Extracted information:
PR #4442, opened 2025-02-05
Update shmop-read.xml

mikepultz:
shmop_read doesn't return false on failure.


Girgias (approved):
Indeed, this used to be the case in PHP 7.

PR #4449, opened 2025-02-07
late-static-bindings.xml Adjust the output of the 3rd code example + CS

mmalferov:


language/oop5/late-static-bindings.xml
```diff
@@ -131,31 +147,40 @@ B
...
+        /* Original method is replaced; the scope of the new one is C */
     }
 }
 
 $b = new B();
 $b->test();
+
 $c = new C();
-$c->test();   //fails
+$c->test();   // Fails
```
Girgias, line 183: While at it?
```suggestion
$c->test(); // Fails
```
Or maybe even better, just `try-catch` it and echo the exception class followed by the error message?

mmalferov: I made changes, is that what you meant? ;-)

Girgias (approved):
Indeed! thank you

Issue #4453, opened 2025-02-09
Incorrect indentation in file `reference/datetime/datetimeinterface.xml`


Marqitos:
Incorrect indentation in file `reference/datetime/datetimeinterface.xml`.

From line 356

Marqitos:
Detected incorrect indentation in file `reference/datetime/datetime.xml`

From line 67 - 105

Marqitos:
Detected incorrect indentation in file `reference/datetime/functions/strptime.xml`

From line 153 - 227

vrana:
There are many files with incorrect indentation. Create a pull request for all. Start the commit message with `[skip-revcheck]`.

PR #4454, opened 2025-02-09
Correct indentation on file `reference/datetime/datetimeinterface.xml`

Marqitos:
#4453 - Correct indentation on file `reference/datetime/datetimeinterface.xml`
From lines 356 - 390


kamil-tekiela:
You're correct, but is there a reason why you picked these files and only made this change? There are hundreds of files with wrong indentation and changing them all without reason is probably too much churn.

Marqitos:
Sorry if this is not correct.
I am updating the translation of the documentation into Spanish.
And when I translate a file that has the wrong indentation, at the same time that I put it correctly in the Spanish documentation, I modify the original file, so that it is correct.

What is needed:
What is needed is a word-for-word copy of all the entries.

Finished exercise:
PR #4442, opened 2025-02-05
Update shmop-read.xml

mikepultz:
shmop_read doesn't return false on failure.


Girgias (approved):
Indeed, this used to be the case in PHP 7.

PR #4449, opened 2025-02-07
late-static-bindings.xml Adjust the output of the 3rd code example + CS

mmalferov:


language/oop5/late-static-bindings.xml
```diff
@@ -131,31 +147,40 @@ B
...
+        /* Original method is replaced; the scope of the new one is C */
     }
 }
 
 $b = new B();
 $b->test();
+
 $c = new C();
-$c->test();   //fails
+$c->test();   // Fails
```
Girgias, line 183: While at it?
```suggestion
$c->test(); // Fails
```
Or maybe even better, just `try-catch` it and echo the exception class followed by the error message?

mmalferov: I made changes, is that what you meant? ;-)

Girgias (approved):
Indeed! thank you

Issue #4453, opened 2025-02-09
Incorrect indentation in file `reference/datetime/datetimeinterface.xml`


Marqitos:
Incorrect indentation in file `reference/datetime/datetimeinterface.xml`.

From line 356

Marqitos:
Detected incorrect indentation in file `reference/datetime/datetime.xml`

From line 67 - 105

Marqitos:
Detected incorrect indentation in file `reference/datetime/functions/strptime.xml`

From line 153 - 227

vrana:
There are many files with incorrect indentation. Create a pull request for all. Start the commit message with `[skip-revcheck]`.

PR #4454, opened 2025-02-09
Correct indentation on file `reference/datetime/datetimeinterface.xml`

Marqitos:
#4453 - Correct indentation on file `reference/datetime/datetimeinterface.xml`
From lines 356 - 390


kamil-tekiela:
You're correct, but is there a reason why you picked these files and only made this change? There are hundreds of files with wrong indentation and changing them all without reason is probably too much churn.

Marqitos:
Sorry if this is not correct.
I am updating the translation of the documentation into Spanish.
And when I translate a file that has the wrong indentation, at the same time that I put it correctly in the Spanish documentation, I modify the original file, so that it is correct.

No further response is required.